The woman in his arm trembles and the coughing sobs cut off. There’s a sniff, and she rocks back, although both of her hands are still buried in Phaedron’s cloak like she’s going to keep him in the Lands Below by sheer force of will.

And recognition burns through me like a bolt of summer lightning.

Arryn. Lady Arryn Damoira.

Stars above, this woman is from my world. She’s the daughter of the merchant Damoira, the richest man in the Kingdom of the Summer, the man whose fortune was almost single-handedly responsible for keeping King Grathgore afloat. Lady Arryn Damoira was supposed to marry Grathgore’s idiot son Prince Folwynn. When the prince disappeared, Lady Arryn somehow managed to claw her way into the Lands Below and rescue him. She died in the process, Prince Folwynn reported, and he certainly didn’t seem too broken up about it. King Grathgore gave Lady Arryn Damoira a state funeral.

According to the palace rumor machine, the Damoira family was not impressed by that turn of events.
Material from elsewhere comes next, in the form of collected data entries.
PR #67, opened 2020-09-08
refactor: change mixins to validators

Radi85:
This will change content type and parent id mixins to validator classes.
Fix bug in the method of changing flag state.

### DIFF
--- a/comment/exceptions.py
+++ b/comment/exceptions.py
@@ -1,0 +1,14 @@
+from rest_framework.exceptions import APIException
+from rest_framework.status import HTTP_400_BAD_REQUEST
+
+
+class CommentBadRequest(APIException):
+    status_code = HTTP_400_BAD_REQUEST
+    default_detail = 'Bad Request'
+
+    def __init__(self, detail=None, status_code=None):
+        if status_code:
+            self.status_code = status_code
+        if not detail:
+            detail = self.default_detail
+        self.detail = detail
--- a/comment/mixins.py
+++ b/comment/mixins.py
@@ -1,113 +1,103 @@
-from django.contrib.auth.mixins import LoginRequiredMixin
-from django.contrib.contenttypes.models import ContentType
+import abc
+
+from django.contrib.auth.mixins import LoginRequiredMixin, AccessMixin
+from django.core.exceptions import ImproperlyConfigured
+from django.http import HttpResponseBadRequest, HttpResponseForbidden
 from django.utils.translation import gettext_lazy as _
 
-from comment.models import Comment
-from comment.utils import get_data_for_request, get_response_for_bad_request
-
-
-class CommentUpdateMixin(LoginRequiredMixin):
-    pass
+from comment.conf import settings
+from comment.utils import is_comment_admin, is_comment_moderator
+from comment.validators import ValidatorMixin
 
 
 class AJAXRequiredMixin:
     def dispatch(self, request, *args, **kwargs):
         if not request.META.get('HTTP_X_REQUESTED_WITH', None) == 'XMLHttpRequest':
-            return get_response_for_bad_request(why='Only AJAX request are allowed')
+            return HttpResponseBadRequest(_('Only AJAX request are allowed'))
         return super().dispatch(request, *args, **kwargs)
 
 
-class ContentTypeMixin:
-    """
-    When using this with DRF intialize `api=True` in the class.
-    Used for provinding validation of query parameters in request to match
-    a valid ContentType. Upon successful validation, `model_name`, `model_id`, `app_name`
-    can be accessed directly as class attributes.
-    """
-    api = False
-    error = ''
+class BasePermission(AJAXRequiredMixin):
+    def has_permission(self, request):
+        return True
 
-    def _set_model_name_or_error(self, val):
-        if not val:
-            self.error = "model name must be provided"
-            return
-        self.model_name = val
+    def has_object_permission(self, request, obj):
+        return True
 
-    def _set_model_id_or_error(self, val):
-        if not val:
-            self.error = "model id must be provided"
-            return
-        self.model_id = val
 
-    def _set_app_name_or_error(self, val):
-        if not val:
-            self.error = 'app name must be provided'
-            return
+class BaseCommentMixin(LoginRequiredMixin, BasePermission):
+    pass
 
-        if not ContentType.objects.filter(app_label=val).exists():
-            self.error = f'{val} is NOT a valid app name'
-            return
-        self.app_name = val
 
-    def _set_error(self):
-        try:
-            model_name = self.model_name.lower()
-            ct = ContentType.objects.get(model=model_name).model_class()
-            model_class = ct.objects.filter(id=self.model_id)
-            if not model_class.exists() and model_class.count() != 1:
-                self.error = f"{self.model_id} is NOT a valid model id for the model {self.model_name}"
-        except ContentType.DoesNotExist:
-            self.error = f"{self.model_name} is NOT a valid model name"
-        except ValueError:
-            self.error = f"model id must be an integer, {self.model_id} is NOT"
+class CanCreateMixin(BasePermission, AccessMixin, ValidatorMixin):
+    def has_permission(self, request):
+        return request.user.is_authenticated or settings.COMMENT_ALLOW_ANONYMOUS
 
     def dispatch(self, request, *args, **kwargs):
-        data = get_data_for_request(request, self.api)
-        self._set_app_name_or_error(data.get('app_name'))
-        self._set_model_name_or_error(data.get('model_name'))
-        self._set_model_id_or_error(data.get('model_id'))
-        if not self.error:
-            self._set_error()
-        if self.error:
-            return get_response_for_bad_request(why=self.error, api=self.api)
+        if not self.has_permission(request):
+            return self.handle_no_permission()
         return super().dispatch(request, *args, **kwargs)
 
 
-class ParentIdMixin:
-    """
-    When using this with DRF intialize `api=True` in the class.
-    Use this mixin only after ContentTypeMixin otherwise `model_id` might not be defined.
-    Used for provinding validation of query parameter `parent_id` in request to match
-    a valid parent comment. Upon successful validation, `parent_id` can be accessed
-    directly as a class attribute.
-    """
-    api = False
-    error = ''
+class ObjectLevelMixin(BaseCommentMixin):
+    @abc.abstractmethod
+    def get_object(self):
+        raise ImproperlyConfigured(
+            _("Your %s class has not defined a get_object() method, which is required.")
+            % self.__class__.__name__
+        )
 
-    def _clean_parent_id(self, val):
-        if not val or val == '0':
-            val = None
-        return val
 
-    def _set_parent_id_or_error(self, val):
-        if val:
-            model_id = self.data.get('model_id')
-            try:
-                if not Comment.objects.filter(id=val, object_id=model_id).exists():
-                    self.error = _(
-                        f'{val} is NOT a valid id for a parent comment or '
-                        'the parent comment does NOT belong to this model object'
-                        )
-                    return
-            except ValueError:
-                self.error = f"the parent id must be an integer, {val} is NOT"
-                return
-        self.parent_id = val
+class CanEditMixin(ObjectLevelMixin, ValidatorMixin, abc.ABC):
+    def has_object_permission(self, request, obj):
+        return request.user == obj.user
 
     def dispatch(self, request, *args, **kwargs):
-        self.data = get_data_for_request(request, self.api)
-        parent_id = self._clean_parent_id(self.data.get('parent_id'))
-        self._set_parent_id_or_error(parent_id)
-        if self.error:
-            return get_response_for_bad_request(why=self.error, api=self.api)
+        obj = self.get_object()
+        if not self.has_object_permission(request, obj):
+            return self.handle_no_permission()
+        return super().dispatch(request, *args, **kwargs)
+
+
+class CanDeleteMixin(ObjectLevelMixin, ValidatorMixin, abc.ABC):
+    def has_object_permission(self, request, obj):
+        return request.user == obj.user or is_comment_admin(request.user) \
+                or (obj.is_flagged and is_comment_moderator(request.user))
+
+    def dispatch(self, request, *args, **kwargs):
+        obj = self.get_object()
+        if not self.has_object_permission(request, obj):
+            return self.handle_no_permission()
+        return super().dispatch(request, *args, **kwargs)
+
+
+class BaseFlagMixin(ObjectLevelMixin, abc.ABC):
+    def dispatch(self, request, *args, **kwargs):
+        if not getattr(settings, 'COMMENT_FLAGS_ALLOWED', 0):
+            return HttpResponseForbidden(_('Flagging system must be enabled'))
+        return super().dispatch(request, *args, **kwargs)
+
+
+class CanSetFlagMixin(BaseFlagMixin, abc.ABC):
+    def has_object_permission(self, request, obj):
+        """user cannot flag their own comment"""
+        return obj.user != request.user
+
+    def dispatch(self, request, *args, **kwargs):
+        obj = self.get_object()
+        if not self.has_object_permission(request, obj):
+            self.handle_no_permission()
+        return super().dispatch(request, *args, **kwargs)
+
+
+class CanEditFlagStateMixin(BaseFlagMixin, abc.ABC):
+    def has_permission(self, request):
+        return is_comment_admin(request.user) or is_comment_moderator(request.user)
+
+    def dispatch(self, request, *args, **kwargs):
+        obj = self.get_object()
+        if not obj.is_flagged:
+            return HttpResponseBadRequest(_('Object must be flagged!'))
+        if not self.has_permission(request):
+            return self.handle_no_permission()
         return super().dispatch(request, *args, **kwargs)
--- a/comment/models/flags.py
+++ b/comment/models/flags.py
@@ -87,7 +87,7 @@ class Flag(models.Model):
         if not allowed_flags:
             return
         self.refresh_from_db()
-        if self.count > allowed_flags and self.state == self.UNFLAGGED:
+        if self.count > allowed_flags and self.state not in [self.RESOLVED, self.REJECTED]:
             self.state = self.FLAGGED
             self.save()
         else:
--- a/comment/tests/test_mixins.py
+++ b/comment/tests/test_mixins.py
@@ -1,6 +1,11 @@
+from unittest.mock import patch
+
+from django.core.exceptions import ImproperlyConfigured
+from django.urls import reverse
 from rest_framework import status
 
-from comment.mixins import AJAXRequiredMixin, ContentTypeMixin, ParentIdMixin
+from comment.conf import settings
+from comment.mixins import AJAXRequiredMixin, BasePermission, ObjectLevelMixin
 from comment.tests.base import BaseCommentMixinTest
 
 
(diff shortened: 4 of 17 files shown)


comment/validators.py
```diff
@@ -0,0 +1,105 @@
...
+        if not self.model_id:
+            self.error = _("model id must be provided")
+            raise CommentErrorValidation(self.error)
+        if not self.app_name:
+            self.error = _('app name must be provided')
+            raise CommentErrorValidation(self.error)
+
+        cause = 'app'
+        try:
+            ContentType.objects.get(app_label=self.app_name)
```
abhiabhi94, line 66: This doesn't always work. This was fixed in #57 maybe you accepted the earlier version during merge conflict resolution.

comment/validators.py
```diff
@@ -0,0 +1,105 @@
...
+        self.model_name = request.GET.get("model_name") or request.POST.get("model_name")
+        self.model_id = request.GET.get("model_id") or request.POST.get("model_id")
+        self.parent_id = request.GET.get("parent_id") or request.POST.get("parent_id")
+
+
+class ContentTypeValidator(BaseValidatorMixin):
+    def validate(self, request):
+        super().validate(request)
+        if not self.model_name:
+            self.error = _("model name must be provided")
```
abhiabhi94, line 55: Instead of calling the` gettext_lazy` at every error, the code could be kept cleaner by directly calling it only once, inside the class `CommentErrorValidation` when adding the `detail` attribute.

Also, shouldn't it's name be something like `CommentBadRequest`?

comment/views/comments.py
```diff
@@ -69,23 +69,21 @@ def form_valid(self, form):
...
+class UpdateComment(CanEditMixin, BaseCommentView):
     comment = None
 
-    def dispatch(self, request, *args, **kwargs):
+    def get_object(self):
         self.comment = get_object_or_404(Comment, pk=self.kwargs.get('pk'))
-        if request.user != self.comment.user:
-            raise PermissionDenied
-        return super().dispatch(request, *args, **kwargs)
+        return self.comment
```
abhiabhi94, line 86: This may be replaced with the [`SingleObjectMixin`](https://docs.djangoproject.com/en/dev/ref/class-based-views/mixins-single-object/#single-object-mixins)

comment/mixins.py
```diff
@@ -1,113 +1,103 @@
...
+        return super().dispatch(request, *args, **kwargs)
+
 
+class BasePermission(AJAXRequiredMixin):
+    def has_permission(self, request):
+        return True
 
-class CommentUpdateMixin(LoginRequiredMixin):
+    def has_object_permission(self, request, obj):
+        return True
```
abhiabhi94, line 25: Inheriting `AJAXRequiredMixin` here means that only AJAX requests will now be allowed even for DRF?

comment/mixins.py
```diff
@@ -1,113 +1,103 @@
...
-            model_class = ct.objects.filter(id=self.model_id)
-            if not model_class.exists() and model_class.count() != 1:
-                self.error = f"{self.model_id} is NOT a valid model id for the model {self.model_name}"
-        except ContentType.DoesNotExist:
-            self.error = f"{self.model_name} is NOT a valid model name"
-        except ValueError:
-            self.error = f"model id must be an integer, {self.model_id} is NOT"
+class CanSetFlagMixin(BaseFlagMixin, abc.ABC):
+    def has_object_permission(self, request, obj):
+        """user cannot flag their own comment"""
```
abhiabhi94, line 83: any particular reason why? This seems a bit opiniated to me.

Suppose I comment something that seems funny to me today but return 2 months later to become more sensitive and find it may be nasty towards a community. I would want to flag my own comment for the moderators to decide if the comment should be flagged or not is what I think.

But this is petty thing, feel free to ignore

comment/tests/test_mixins.py
```diff
@@ -16,131 +21,175 @@ def test_non_ajax_request(self):
...
-        request = self.factory.get(self.get_url(**url_data))
-        response = self.mixin.dispatch(request)
 
-        self.assertEqual(response.status_code, status.HTTP_400_BAD_REQUEST)
-        self.assertEqual(self.mixin.error, f'{model_name} is NOT a valid model name')
+class CanEditMixinTest(BaseCommentMixinTest):
+    def setUp(self):
+        super().setUp()
+        self.client.force_login(self.user_1)
+        self.comment = self.create_comment(self.post_1, self.user_1)
```
abhiabhi94, line 69: It would be better if we create objects in the `setUpTestData` method. It would make the tests run faster.

comment/tests/test_views.py
```diff
@@ -211,12 +214,12 @@ def test_cannot_delete_comment_by_different_user(self):
...
         # test GET request
-        response = self.client.get(self.get_url(comment.id), data=self.data)
-        self.response_fails_test(response)
+        _response = self.client.get(self.get_url('comment:delete', comment.id), data=self.data)
+        self.response_fails_test(_response)
 
         # test POST request
-        response = self.client.post(self.get_url(comment.id), data=self.data)
-        self.response_fails_test(response)
+        _response = self.client.post(self.get_url('comment:delete', comment.id), data=self.data)
```
abhiabhi94, line 221: Any particular reason for changing `response` to `_response`?

comment/tests/test_mixins.py
```diff
@@ -16,131 +21,175 @@ def test_non_ajax_request(self):
...
+        response = self.client.post(self.url, data=self.data, HTTP_X_REQUESTED_WITH='XMLHttpRequest')
+        self.assertEqual(response.status_code, 403)
+
+    def test_delete_flagged_comment_by_moderator(self):
+        """moderator cannot delete comment unless it's flagged"""
+        self.assertNotEqual(self.comment.user.id, self.moderator.id)
+        self.client.force_login(self.moderator)
+        self.create_flag_instance(self.user_2, self.comment)
+        self.create_flag_instance(self.admin, self.comment)
+        self.create_flag_instance(self.moderator, self.comment)
```
abhiabhi94, line 127: `create_flag_instance` won't work here since it is a class method now. Please use `set_flag`.

comment/validators.py
Radi85: You are right.

comment/validators.py
Radi85: Yes, why not. I got better name.

comment/views/comments.py
Radi85: For now we don't need to bring a cow for glass of milk :D this might be refactor later

comment/mixins.py
Radi85: These mixins are not used in the API, we are using the default permission. I prefer to keep this logic separate to avoid complexity. However, some api views need to be updated to have the same functionality implemented in the GUI version i.e. deleting comment by admin.

comment/mixins.py
Radi85: Yes. This doesn't make sense.

comment/tests/test_mixins.py
Radi85: What do you mean? I actually used it and the comment indeed became flagged. BTW, it took me so long debugging this test case and finally found a silly bug in changing the flag state method https://github.com/Radi85/Comment/pull/67/files#diff-76e68827e2becc6ab78bf6afd4659de9L90
The state was changing to unflagged after flagging a flagged comment 😄

comment/models/flags.py
```diff
@@ -87,7 +87,7 @@ def toggle_flagged_state(self):
         if not allowed_flags:
             return
         self.refresh_from_db()
-        if self.count > allowed_flags and self.state == self.UNFLAGGED:
+        if self.count > allowed_flags and self.state not in [self.RESOLVED, self.REJECTED]:
```
abhiabhi94, line 90: something that has a state rejected shall never be flagged in future now !!!

The earlier version seemed more appropriate to me.

comment/tests/test_mixins.py
abhiabhi94: `create_flag_instance` is a class method?

> The state was changing to unflagged after flagging a flagged comment smile

why would that happen?  if I'm in my most stable state, self.state == self.FLAGGED would not be true !!!

comment/models/flags.py
Radi85: This is how it should be, when the flag state is resolved or rejected, that means the moderator has viewd the comment and took an action, thus the flag state won't be set to flagged anymore.

comment/tests/test_mixins.py
Radi85:
```python
if self.count > allowed_flags and self.state == self.UNFLAGGED:
```
`self.state == self.UNFLAGGED` this will be false when the comment is already flagged, therefore it will hit the else statment and unflag the comment though `self.count = allowed_flags + 2`

abhiabhi94: i am not sure i completely understand currently why an else statement is necessary there. i will re-check when i get up tomorrow.

abhiabhi94: yes, the else part will be useful when people delete their flags.

abhiabhi94: but why is `self.create_flag_instance` working here?

comment/validators.py
```diff
@@ -0,0 +1,101 @@
...
+class CommentBadRequest(APIException):
+    status_code = status.HTTP_400_BAD_REQUEST
+    default_detail = 'Bad Request'
+
+    def __init__(self, detail=None, status_code=None):
+        if status_code:
+            self.status_code = status_code
+        if not detail:
+            detail = self.default_detail
+        self.detail = detail
```
abhiabhi94, line 20: this can be moved to a separate module, maybe `exceptions.py`.

comment/validators.py
```diff
@@ -0,0 +1,101 @@
...
+            model_class = ct.objects.filter(id=self.model_id)
+            if not model_class.exists() and model_class.count() != 1:
+                self.error = f'{self.model_id} is NOT a valid model id for the model {self.model_name}'
+                raise CommentBadRequest(self.error)
+        except ContentType.DoesNotExist:
+            self.error = f'{self.model_name} is NOT a valid model name'
+            raise CommentBadRequest(self.error)
+        except ValueError:
+            self.error = f'model id must be an integer, {self.model_id} is NOT'
+            raise CommentBadRequest(self.error)
```
abhiabhi94, line 79: Too many if else doesn't always give great readability to the code. This was refactored in an earlier commit, maybe you missed it.

```python

    def _set_error_for_model_name(self, val):
        if not val:
            self.error = "model name must be provided"
           raise CommentBadRequest(self.error)

    def _set_error_for_model_id(self, val):
        if not val:
            self.error = "model id must be provided"
            raise CommentBadRequest(self.error)

    def _set_error_for_app_name(self, val):
        if not val:
            self.error = 'app name must be provided'
            raise CommentBadRequest(self.error)

        if not ContentType.objects.filter(app_label=val).exists():
            self.error = f'{val} is NOT a valid app name'
            raise CommentBadRequest(self.error)

    def _set_error(self):
        try:
            model_name = self.model_name.lower()
            ct = ContentType.objects.get(model=model_name).model_class()
            model_class = ct.objects.filter(id=self.model_id)
            if not model_class.exists() and model_class.count() != 1:
                self.error = f"{self.model_id} is NOT a valid model id for the model {self.model_name}"
        except ContentType.DoesNotExist:
            self.error = f"{self.model_name} is NOT a valid model name"
        except ValueError:
            self.error = f"model id must be an integer, {self.model_id} is NOT"

    def validate(self, request):
         super().validate(request)
         self._set_error_for_model_name(self.model_name)
         self._set_error_for_model_id(self.model_id)
         self._set_error_for_app_name(self.app_name)
         self._set_error()
```

comment/validators.py
```diff
@@ -0,0 +1,101 @@
...
+            Comment.objects.get(id=self.parent_id, object_id=self.model_id)
+        except Comment.DoesNotExist:
+            self.error = (
+                f'{self.parent_id} is NOT a valid id for a parent comment or '
+                'the parent comment does NOT belong to the provided model object'
+            )
+            raise CommentBadRequest(self.error)
+        except ValueError:
+            self.error = f'the parent id must be an integer, {self.parent_id} is NOT'
+            raise CommentBadRequest(self.error)
```
abhiabhi94, line 97: Code readability could be increased if we could refactor this to

 ```python

    def _clean_parent_id(self, val):
        if not val or val == '0':
            val = None
        return val

    def _set_error_for_parent_id(self, val):
        if val:
            model_id = self.data.get('model_id')
            try:
                if not Comment.objects.filter(id=val, object_id=model_id).exists():
                    self.error = _(
                        f'{val} is NOT a valid id for a parent comment or '
                        'the parent comment does NOT belong to this model object'
                        )
                    raise CommentBadRequest(self.error)
            except ValueError:
                self.error = f"the parent id must be an integer, {val} is NOT"
                raise CommentBadRequest(self.error)

    def validate(self, request):
         super().validate(request)
         self.parent_id = self._clean_parent_id(self.parent_id)
         self._set_error_for_parent_id( self.parent_id)

```

File: comment/tests/test_mixins.py [hunk 13]
```diff
@@ -16,131 +21,179 @@ def test_non_ajax_request(self):
...
-        parent_id = 100
-        url_data = self.url_data.copy()
-        url_data['parent_id'] = parent_id
-        request = self.factory.get(self.get_url(**url_data))
-        response = self.mixin.dispatch(request)
+class CanSetFlagMixin(BaseCommentMixinTest):
+    def setUp(self):
+        super().setUp()
+        self.client.force_login(self.user_1)
+        self.comment = self.create_comment(self.post_1, self.user_1)
```
abhiabhi94, line 163: Even `create_comment` is a `classmethod` now !

Also consider moving this to `setUpTestData`

comment/tests/test_mixins.py
Radi85: why should not?

comment/validators.py
Radi85: I believe the old one is better. 3 indentation levels make the readability less 😄

comment/tests/test_mixins.py
abhiabhi94: it is a class method, you're calling it by passing an instance.

comment/validators.py
abhiabhi94: for what it's worth, it also violates [single responsibility principle](https://en.m.wikipedia.org/wiki/Single-responsibility_principle)

comment/tests/test_mixins.py
Radi85: As I know, any class property can be accessed by the instance.

comment/validators.py
```diff
@@ -0,0 +1,127 @@
...
+        return comment
+
+    def validate(self, request):
+        super().validate(request)
+        model_id = request.GET.get("model_id") or request.POST.get("model_id")
+        parent_id = request.GET.get("parent_id") or request.POST.get("parent_id")
+        if not parent_id or parent_id == '0':
+            return
+        self.parent_id = self.validate_parent_id(parent_id)
+        self.validate_comment_object(model_id, self.parent_id)
```
abhiabhi94, line 123: code- readability :heart:

comment/exceptions.py
```diff
@@ -0,0 +1,14 @@
...
+class CommentBadRequest(APIException):
+    status_code = HTTP_400_BAD_REQUEST
+    default_detail = 'Bad Request'
+
+    def __init__(self, detail=None, status_code=None):
+        if status_code:
+            self.status_code = status_code
+        if not detail:
+            detail = self.default_detail
+        self.detail = detail
```
abhiabhi94, line 14: I think you probably forgot to return the translated string here.

Radi85: I didn't. the translated string is already used in json response.

abhiabhi94: Could you please point out the line in the code? I didn't seem to find it right now.

abhiabhi94: could point to the line in the code that does it? as of now, i can't seem to find it.

Radi85: https://github.com/Radi85/Comment/pull/67/files/d40fdf2aa1a3a7996ebaea1600d7824d90daf0e6#diff-75aac02b8fa19905987d843be8ad2212R26

abhiabhi94: correct me if i am wrong, but this wouldn't work for the API?

Radi85:
@abhiabhi94 
I think I am going to release v2.0.0 . Would you like to add something before I proceed?

abhiabhi94:
yes there was something, wait let me share the code link

comment/exceptions.py
Radi85: You are right. But I don't think the api should be translated since it will be handled by the developer in the frontend not the end user.

abhiabhi94:
https://github.com/Radi85/Comment/pull/67/files#diff-76e68827e2becc6ab78bf6afd4659de9L59-L61

I don't think needs to be part of the model object. The manager should be a better place for it i think

Radi85:
> https://github.com/Radi85/Comment/pull/67/files#diff-76e68827e2becc6ab78bf6afd4659de9L59-L61
> 
> I don't think needs to be part of the model object. The manager should be a better place for it i think

The link is taking me to JS file, and I don't think this what you want to point to.

comment/exceptions.py
abhiabhi94: yes you're right the frontend developers can translate it on the frontend, but it would be more wise to send it from the backend. They can obviously not use translation if they don't want.

Also, if we go by this principle, we already send translated string responses at the various places in the API.

abhiabhi94:
https://github.com/Radi85/Comment/pull/67/files#diff-76e68827e2becc6ab78bf6afd4659de9L60

soory I selected a bunch of lines earlier, please check this link

comment/exceptions.py
Radi85: I think we should open a new issue to integrate translations and with this we can cover everything. And we might start adding the translation files for some languages.

abhiabhi94:
also please check the contextual or grammatical errors with the documentation

Radi85:
> https://github.com/Radi85/Comment/pull/67/files#diff-76e68827e2becc6ab78bf6afd4659de9L60
> 
> soory I selected a bunch of lines earlier, please check this link

I am still not able to get is. can you just paste the code.

comment/exceptions.py
abhiabhi94: yes, i think most of the backend response is translated if i can recall correctly. only strings inside the template and js files need to be translated.

Radi85:
> also please check the contextual or grammatical errors with the documentation

I don't think that I am going to read all the docs now 😄 any issue with the docs can be easily fixed later

abhiabhi94:
> I am still not able to get is. can you just paste the code.

Yes, because it was hidden.


```
    @property
    def is_flag_enabled(self):
    def is_flag_enabled(self):
        return bool(getattr(settings, 'COMMENT_FLAGS_ALLOWED', 0))
```

abhiabhi94:
> I don't think that I am going to read all the docs now smile any issue with the docs can be easily fixed later

:laughing:  I can understand, but people are only going to use the library only if they can understand the documentation. ;)

Radi85:
> > I don't think that I am going to read all the docs now smile any issue with the docs can be easily fixed later
> 
> 😆 I can understand, but people are only going to use the library only if they can understand the documentation. ;)

I believe the app is well documented so far.

abhiabhi94:
> I don't think needs to be part of the model object. The manager should be a better place for it i think

If you are okay, i will change and make a pull request as soon as i can.

Radi85:
> > I am still not able to get is. can you just paste the code.
> 
> Yes, because it was hidden.
> 
> ```python
>     @property
>     def is_flag_enabled(self):
>         return bool(getattr(settings, 'COMMENT_FLAGS_ALLOWED', 0))
> ```
> 
> I don't think needs to be part of the model object. The manager should be a better place for it i think

You are right, but this property is used in the template as well so it's more convenient to use it this way `comment.is_flag_enabled`

abhiabhi94:
`allowed_flags` is already being passed to the template context if I remember right?

Radi85:
> > I don't think needs to be part of the model object. The manager should be a better place for it i think
> 
> If you are okay, i will change and make a pull request as soon as i can.

This is not something we need to worry about before releasing a new version. We might consider refactoring if i's really necessary but for now I don't see it this way.

Radi85:
> `allowed_flags` is already being passed to the template context if I remember right?

You are right. This can be moved to the manager. But I won't wait for it 😄

Radi85:
I would like you to open a ticket for the translation issue since you were involved in this subject from the begining. This in case you don't mind 😃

With the loss of their daughter, and the loss of their hopes of perhaps one day claiming Grathgore’s throne, the Damoiras are supposedly planning to move their business dealings to the Silver City. Some part of me wonders if there’s anything left of the Silver City now, after the old god escaped from the Towers, and then the woman turns to look at me.

Yes, she is Lady Arryn Damoira. It’s unmistakable. She looks like she hasn’t slept since she came down here, and the stars only know how she ended up in Phaedron’s home, but despite the darkness under her eyes and the official state funeral we held back in the Kingdom of the Summer, she is most certainly not dead.